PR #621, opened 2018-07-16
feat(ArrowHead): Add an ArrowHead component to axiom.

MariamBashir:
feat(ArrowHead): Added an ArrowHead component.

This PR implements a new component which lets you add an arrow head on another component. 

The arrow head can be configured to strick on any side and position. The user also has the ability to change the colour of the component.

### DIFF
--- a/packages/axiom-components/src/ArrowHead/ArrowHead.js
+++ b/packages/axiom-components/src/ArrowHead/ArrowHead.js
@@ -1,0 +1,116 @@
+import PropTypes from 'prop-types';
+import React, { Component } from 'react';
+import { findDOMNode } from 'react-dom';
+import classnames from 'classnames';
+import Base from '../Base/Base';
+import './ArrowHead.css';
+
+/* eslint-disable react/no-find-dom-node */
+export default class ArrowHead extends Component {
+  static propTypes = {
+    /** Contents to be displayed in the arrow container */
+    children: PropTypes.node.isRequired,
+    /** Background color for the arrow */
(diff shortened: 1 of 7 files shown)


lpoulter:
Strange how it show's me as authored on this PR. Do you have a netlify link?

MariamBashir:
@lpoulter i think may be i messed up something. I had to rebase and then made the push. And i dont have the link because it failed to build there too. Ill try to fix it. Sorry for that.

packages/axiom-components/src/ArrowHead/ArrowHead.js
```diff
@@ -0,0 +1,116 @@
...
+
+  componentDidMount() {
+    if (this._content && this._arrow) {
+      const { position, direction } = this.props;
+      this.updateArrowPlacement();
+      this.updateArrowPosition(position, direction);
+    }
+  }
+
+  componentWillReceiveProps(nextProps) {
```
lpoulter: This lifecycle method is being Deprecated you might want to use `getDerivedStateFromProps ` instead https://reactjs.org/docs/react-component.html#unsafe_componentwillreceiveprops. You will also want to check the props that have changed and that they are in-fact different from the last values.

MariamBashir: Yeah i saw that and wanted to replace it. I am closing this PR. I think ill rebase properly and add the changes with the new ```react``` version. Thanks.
==
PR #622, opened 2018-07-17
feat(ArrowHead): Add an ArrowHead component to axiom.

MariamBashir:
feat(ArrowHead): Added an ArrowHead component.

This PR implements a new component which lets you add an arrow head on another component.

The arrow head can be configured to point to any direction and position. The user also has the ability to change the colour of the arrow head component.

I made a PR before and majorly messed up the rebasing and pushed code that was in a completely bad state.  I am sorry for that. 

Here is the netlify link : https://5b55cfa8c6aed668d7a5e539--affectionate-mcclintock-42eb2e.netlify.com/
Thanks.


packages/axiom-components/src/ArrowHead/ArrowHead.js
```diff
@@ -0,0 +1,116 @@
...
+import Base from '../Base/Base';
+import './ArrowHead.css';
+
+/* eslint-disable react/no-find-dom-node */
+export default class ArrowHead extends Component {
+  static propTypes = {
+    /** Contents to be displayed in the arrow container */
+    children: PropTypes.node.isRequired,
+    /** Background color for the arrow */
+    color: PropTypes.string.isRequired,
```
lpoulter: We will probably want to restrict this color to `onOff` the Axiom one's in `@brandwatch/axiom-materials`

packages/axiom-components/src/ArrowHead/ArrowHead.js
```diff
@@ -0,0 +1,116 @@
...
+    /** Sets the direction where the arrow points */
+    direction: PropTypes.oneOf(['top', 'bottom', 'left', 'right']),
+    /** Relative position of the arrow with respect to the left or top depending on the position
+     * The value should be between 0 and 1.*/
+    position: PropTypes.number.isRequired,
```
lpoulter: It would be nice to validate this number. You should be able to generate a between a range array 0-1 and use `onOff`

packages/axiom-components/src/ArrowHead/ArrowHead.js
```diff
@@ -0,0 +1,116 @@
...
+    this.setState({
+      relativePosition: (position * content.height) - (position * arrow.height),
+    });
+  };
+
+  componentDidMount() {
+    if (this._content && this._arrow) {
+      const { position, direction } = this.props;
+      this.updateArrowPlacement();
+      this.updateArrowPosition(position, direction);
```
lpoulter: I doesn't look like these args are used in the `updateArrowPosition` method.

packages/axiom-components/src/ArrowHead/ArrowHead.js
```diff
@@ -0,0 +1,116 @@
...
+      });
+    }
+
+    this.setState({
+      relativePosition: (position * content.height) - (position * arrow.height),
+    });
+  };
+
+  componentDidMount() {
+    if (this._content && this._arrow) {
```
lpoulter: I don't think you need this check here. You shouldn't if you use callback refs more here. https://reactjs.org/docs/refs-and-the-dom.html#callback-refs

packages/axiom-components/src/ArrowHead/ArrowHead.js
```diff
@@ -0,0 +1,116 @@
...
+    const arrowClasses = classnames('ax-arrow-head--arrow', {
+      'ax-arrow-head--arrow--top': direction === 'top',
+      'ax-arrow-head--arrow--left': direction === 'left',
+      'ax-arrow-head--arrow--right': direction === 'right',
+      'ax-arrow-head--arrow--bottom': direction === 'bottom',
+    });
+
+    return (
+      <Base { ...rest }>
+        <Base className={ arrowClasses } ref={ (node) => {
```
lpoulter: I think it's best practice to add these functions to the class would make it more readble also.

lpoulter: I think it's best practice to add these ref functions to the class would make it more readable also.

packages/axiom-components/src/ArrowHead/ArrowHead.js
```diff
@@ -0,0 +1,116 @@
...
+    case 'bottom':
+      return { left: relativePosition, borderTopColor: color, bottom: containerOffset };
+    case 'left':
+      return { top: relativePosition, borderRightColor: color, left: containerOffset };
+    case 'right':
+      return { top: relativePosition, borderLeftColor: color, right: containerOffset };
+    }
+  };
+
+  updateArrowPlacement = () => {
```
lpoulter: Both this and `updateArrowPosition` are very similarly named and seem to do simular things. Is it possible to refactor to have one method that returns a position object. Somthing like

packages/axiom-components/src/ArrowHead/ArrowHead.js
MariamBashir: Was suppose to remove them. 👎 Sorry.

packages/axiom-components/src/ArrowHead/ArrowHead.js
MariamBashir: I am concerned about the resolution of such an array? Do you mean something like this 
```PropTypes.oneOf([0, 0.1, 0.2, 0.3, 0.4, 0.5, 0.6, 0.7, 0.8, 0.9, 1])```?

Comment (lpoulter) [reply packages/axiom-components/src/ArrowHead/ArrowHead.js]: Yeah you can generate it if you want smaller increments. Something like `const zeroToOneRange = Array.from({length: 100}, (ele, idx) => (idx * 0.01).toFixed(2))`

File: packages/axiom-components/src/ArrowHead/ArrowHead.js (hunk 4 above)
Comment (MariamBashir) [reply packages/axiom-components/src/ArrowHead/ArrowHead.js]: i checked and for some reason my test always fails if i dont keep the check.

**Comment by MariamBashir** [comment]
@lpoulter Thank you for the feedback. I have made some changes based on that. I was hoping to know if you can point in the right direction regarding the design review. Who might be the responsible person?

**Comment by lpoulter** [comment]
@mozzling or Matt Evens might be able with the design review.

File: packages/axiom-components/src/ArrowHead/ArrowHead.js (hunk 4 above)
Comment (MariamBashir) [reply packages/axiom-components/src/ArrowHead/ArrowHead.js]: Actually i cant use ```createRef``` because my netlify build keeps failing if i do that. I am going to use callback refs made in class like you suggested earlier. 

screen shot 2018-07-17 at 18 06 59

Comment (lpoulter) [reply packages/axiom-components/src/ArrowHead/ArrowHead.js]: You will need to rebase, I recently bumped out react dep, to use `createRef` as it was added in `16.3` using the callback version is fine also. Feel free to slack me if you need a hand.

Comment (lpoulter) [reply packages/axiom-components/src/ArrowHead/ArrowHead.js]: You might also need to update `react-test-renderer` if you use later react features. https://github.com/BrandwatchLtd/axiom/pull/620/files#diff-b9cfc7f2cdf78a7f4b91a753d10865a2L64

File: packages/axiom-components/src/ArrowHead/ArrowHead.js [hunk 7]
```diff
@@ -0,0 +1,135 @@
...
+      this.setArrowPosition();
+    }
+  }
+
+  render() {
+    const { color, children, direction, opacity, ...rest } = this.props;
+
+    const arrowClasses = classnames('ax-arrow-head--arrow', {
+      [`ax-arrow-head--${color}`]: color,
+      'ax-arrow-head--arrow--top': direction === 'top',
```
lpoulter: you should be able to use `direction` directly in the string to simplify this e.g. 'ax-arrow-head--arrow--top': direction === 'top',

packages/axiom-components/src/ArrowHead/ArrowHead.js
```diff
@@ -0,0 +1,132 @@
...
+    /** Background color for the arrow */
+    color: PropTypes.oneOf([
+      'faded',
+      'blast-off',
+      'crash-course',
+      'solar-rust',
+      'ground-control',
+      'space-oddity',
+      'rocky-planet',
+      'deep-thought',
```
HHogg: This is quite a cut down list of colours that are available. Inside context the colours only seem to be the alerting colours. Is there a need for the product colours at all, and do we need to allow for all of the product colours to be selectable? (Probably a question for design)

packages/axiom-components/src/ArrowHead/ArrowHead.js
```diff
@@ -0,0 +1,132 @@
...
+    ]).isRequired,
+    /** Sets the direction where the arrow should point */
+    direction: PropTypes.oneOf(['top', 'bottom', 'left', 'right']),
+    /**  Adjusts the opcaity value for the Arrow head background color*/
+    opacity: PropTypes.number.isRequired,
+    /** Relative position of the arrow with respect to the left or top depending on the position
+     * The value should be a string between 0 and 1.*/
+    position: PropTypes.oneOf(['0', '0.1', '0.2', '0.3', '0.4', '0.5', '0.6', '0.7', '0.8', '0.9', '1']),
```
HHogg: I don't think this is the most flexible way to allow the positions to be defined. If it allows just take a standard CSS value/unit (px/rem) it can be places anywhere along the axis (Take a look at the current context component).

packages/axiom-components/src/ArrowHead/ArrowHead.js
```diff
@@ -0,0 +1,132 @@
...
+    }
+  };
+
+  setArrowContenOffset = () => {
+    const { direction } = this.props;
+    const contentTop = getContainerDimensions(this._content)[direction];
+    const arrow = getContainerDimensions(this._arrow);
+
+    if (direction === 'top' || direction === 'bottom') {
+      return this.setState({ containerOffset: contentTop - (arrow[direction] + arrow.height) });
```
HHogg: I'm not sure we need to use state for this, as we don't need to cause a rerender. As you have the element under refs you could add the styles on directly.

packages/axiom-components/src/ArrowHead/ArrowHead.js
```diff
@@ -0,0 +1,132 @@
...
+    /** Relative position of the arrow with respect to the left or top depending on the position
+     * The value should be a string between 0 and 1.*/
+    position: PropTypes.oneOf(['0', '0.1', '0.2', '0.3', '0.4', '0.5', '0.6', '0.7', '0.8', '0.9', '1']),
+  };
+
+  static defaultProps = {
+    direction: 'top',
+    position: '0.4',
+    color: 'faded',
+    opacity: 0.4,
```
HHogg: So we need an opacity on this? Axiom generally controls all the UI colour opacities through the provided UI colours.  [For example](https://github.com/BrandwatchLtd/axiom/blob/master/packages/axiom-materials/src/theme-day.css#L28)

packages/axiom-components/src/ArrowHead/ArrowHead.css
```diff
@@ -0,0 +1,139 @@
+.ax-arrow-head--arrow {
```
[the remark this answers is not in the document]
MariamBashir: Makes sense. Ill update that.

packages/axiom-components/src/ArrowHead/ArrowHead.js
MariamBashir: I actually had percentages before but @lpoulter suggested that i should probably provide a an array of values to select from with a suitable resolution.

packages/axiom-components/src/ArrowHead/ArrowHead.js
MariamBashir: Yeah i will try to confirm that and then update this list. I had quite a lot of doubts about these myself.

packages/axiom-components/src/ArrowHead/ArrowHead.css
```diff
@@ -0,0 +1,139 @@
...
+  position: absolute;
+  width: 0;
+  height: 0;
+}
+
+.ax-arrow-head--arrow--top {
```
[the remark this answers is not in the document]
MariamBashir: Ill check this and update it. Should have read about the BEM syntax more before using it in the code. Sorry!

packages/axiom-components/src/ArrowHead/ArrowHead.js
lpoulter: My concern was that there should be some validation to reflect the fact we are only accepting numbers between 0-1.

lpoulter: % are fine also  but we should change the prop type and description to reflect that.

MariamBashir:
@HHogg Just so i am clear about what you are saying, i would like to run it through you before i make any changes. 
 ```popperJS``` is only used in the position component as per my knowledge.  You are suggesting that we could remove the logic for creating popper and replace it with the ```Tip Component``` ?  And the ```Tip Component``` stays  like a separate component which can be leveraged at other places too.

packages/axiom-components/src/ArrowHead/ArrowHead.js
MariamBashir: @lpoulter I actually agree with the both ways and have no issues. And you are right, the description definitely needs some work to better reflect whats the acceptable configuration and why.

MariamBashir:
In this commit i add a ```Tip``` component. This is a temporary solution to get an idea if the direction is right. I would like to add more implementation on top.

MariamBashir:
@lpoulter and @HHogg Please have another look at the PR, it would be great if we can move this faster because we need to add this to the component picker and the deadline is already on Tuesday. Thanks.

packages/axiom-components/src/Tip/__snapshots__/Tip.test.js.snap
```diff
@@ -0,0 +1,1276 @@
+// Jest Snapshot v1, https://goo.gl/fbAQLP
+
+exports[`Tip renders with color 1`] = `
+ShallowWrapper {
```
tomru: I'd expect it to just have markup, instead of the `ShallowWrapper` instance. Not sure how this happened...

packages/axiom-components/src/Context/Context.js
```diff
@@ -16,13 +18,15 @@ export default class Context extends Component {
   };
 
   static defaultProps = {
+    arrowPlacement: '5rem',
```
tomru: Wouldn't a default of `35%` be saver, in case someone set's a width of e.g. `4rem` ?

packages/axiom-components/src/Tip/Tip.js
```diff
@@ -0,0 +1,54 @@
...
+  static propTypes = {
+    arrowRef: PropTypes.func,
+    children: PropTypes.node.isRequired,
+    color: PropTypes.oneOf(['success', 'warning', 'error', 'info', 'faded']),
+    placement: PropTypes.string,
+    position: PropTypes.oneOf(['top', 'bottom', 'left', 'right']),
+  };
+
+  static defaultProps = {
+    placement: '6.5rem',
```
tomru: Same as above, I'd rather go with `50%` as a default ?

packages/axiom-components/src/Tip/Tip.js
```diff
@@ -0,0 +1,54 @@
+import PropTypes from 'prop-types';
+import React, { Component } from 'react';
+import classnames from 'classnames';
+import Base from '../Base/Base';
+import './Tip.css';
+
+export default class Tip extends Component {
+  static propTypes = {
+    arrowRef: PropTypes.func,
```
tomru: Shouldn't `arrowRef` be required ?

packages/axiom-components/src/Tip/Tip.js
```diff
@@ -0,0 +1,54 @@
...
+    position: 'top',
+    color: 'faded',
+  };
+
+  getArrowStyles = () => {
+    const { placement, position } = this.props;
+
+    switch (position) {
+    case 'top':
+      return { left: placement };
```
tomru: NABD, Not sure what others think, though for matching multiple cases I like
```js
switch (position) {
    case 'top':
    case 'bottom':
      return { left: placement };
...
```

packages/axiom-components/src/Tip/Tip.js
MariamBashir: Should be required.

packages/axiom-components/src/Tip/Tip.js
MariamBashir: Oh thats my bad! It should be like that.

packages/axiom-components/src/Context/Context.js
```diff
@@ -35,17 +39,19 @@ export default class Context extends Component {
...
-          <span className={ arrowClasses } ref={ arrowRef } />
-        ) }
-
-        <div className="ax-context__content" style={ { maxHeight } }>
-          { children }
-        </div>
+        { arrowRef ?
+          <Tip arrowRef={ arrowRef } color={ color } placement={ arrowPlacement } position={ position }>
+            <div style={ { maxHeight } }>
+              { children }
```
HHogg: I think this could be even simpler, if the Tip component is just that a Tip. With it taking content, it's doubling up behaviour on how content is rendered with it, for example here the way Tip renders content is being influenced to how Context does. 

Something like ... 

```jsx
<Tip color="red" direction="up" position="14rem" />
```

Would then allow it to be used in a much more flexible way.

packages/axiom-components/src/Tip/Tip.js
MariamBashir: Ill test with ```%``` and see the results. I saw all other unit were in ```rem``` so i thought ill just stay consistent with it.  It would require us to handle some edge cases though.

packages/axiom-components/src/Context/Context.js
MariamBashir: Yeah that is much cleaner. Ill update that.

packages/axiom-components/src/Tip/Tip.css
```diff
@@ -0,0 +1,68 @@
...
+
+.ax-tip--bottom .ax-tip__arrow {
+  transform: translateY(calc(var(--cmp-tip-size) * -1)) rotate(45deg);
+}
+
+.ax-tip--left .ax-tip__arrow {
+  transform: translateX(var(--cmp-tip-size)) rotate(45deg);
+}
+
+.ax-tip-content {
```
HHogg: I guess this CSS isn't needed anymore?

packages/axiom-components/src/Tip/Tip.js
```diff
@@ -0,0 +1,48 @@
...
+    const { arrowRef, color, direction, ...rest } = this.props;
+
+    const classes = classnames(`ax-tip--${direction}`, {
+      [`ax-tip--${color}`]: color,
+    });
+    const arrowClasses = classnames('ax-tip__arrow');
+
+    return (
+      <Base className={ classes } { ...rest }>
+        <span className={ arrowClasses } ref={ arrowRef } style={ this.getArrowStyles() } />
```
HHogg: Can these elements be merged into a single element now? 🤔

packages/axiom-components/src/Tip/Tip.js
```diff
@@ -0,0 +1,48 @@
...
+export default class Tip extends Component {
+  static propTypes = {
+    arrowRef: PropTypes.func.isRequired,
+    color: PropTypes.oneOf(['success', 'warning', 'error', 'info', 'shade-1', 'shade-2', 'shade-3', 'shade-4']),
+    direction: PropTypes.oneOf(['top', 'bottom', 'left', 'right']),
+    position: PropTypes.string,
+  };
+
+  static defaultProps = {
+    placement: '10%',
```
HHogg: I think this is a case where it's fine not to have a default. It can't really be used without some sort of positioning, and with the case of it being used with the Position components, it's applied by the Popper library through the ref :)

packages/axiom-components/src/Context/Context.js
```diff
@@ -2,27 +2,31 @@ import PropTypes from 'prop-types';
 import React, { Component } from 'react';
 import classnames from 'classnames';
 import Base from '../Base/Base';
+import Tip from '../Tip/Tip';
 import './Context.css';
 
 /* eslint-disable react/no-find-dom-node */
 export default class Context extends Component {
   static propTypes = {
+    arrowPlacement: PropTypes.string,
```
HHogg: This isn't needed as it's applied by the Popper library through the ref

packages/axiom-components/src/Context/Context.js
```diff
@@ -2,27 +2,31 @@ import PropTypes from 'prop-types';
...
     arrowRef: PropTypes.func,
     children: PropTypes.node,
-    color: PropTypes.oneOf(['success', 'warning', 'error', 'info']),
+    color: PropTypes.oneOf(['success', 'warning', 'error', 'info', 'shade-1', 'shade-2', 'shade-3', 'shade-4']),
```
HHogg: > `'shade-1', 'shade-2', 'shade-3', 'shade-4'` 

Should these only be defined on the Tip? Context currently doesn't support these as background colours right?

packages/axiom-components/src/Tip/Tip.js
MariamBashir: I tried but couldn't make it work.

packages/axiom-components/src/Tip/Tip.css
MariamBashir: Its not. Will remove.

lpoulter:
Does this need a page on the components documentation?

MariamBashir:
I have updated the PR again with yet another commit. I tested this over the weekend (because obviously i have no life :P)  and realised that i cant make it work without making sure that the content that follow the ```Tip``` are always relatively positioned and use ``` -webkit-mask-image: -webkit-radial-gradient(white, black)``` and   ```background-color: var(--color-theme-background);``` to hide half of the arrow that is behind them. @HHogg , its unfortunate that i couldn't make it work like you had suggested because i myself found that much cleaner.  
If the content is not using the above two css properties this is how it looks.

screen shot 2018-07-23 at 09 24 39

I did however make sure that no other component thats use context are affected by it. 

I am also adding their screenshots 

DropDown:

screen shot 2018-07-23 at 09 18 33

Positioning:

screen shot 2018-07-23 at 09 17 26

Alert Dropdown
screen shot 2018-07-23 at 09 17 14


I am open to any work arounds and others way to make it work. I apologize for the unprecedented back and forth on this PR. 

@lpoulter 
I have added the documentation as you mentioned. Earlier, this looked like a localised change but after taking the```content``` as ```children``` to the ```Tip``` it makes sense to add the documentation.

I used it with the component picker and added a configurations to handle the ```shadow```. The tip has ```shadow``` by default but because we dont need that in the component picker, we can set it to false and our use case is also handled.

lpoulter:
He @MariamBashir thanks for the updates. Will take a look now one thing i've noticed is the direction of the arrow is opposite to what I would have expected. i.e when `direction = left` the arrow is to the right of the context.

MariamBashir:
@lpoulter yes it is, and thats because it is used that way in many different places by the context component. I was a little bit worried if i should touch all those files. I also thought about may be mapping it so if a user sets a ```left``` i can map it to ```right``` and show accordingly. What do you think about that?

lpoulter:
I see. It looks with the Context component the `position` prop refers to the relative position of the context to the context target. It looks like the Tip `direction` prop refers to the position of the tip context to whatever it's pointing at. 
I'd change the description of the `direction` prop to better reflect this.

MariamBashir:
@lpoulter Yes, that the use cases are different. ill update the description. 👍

YOUR TASK:
Look through the entries above and report the number of lines that contain "string". Write only the number.

REPLY TO THE EXERCISE:
7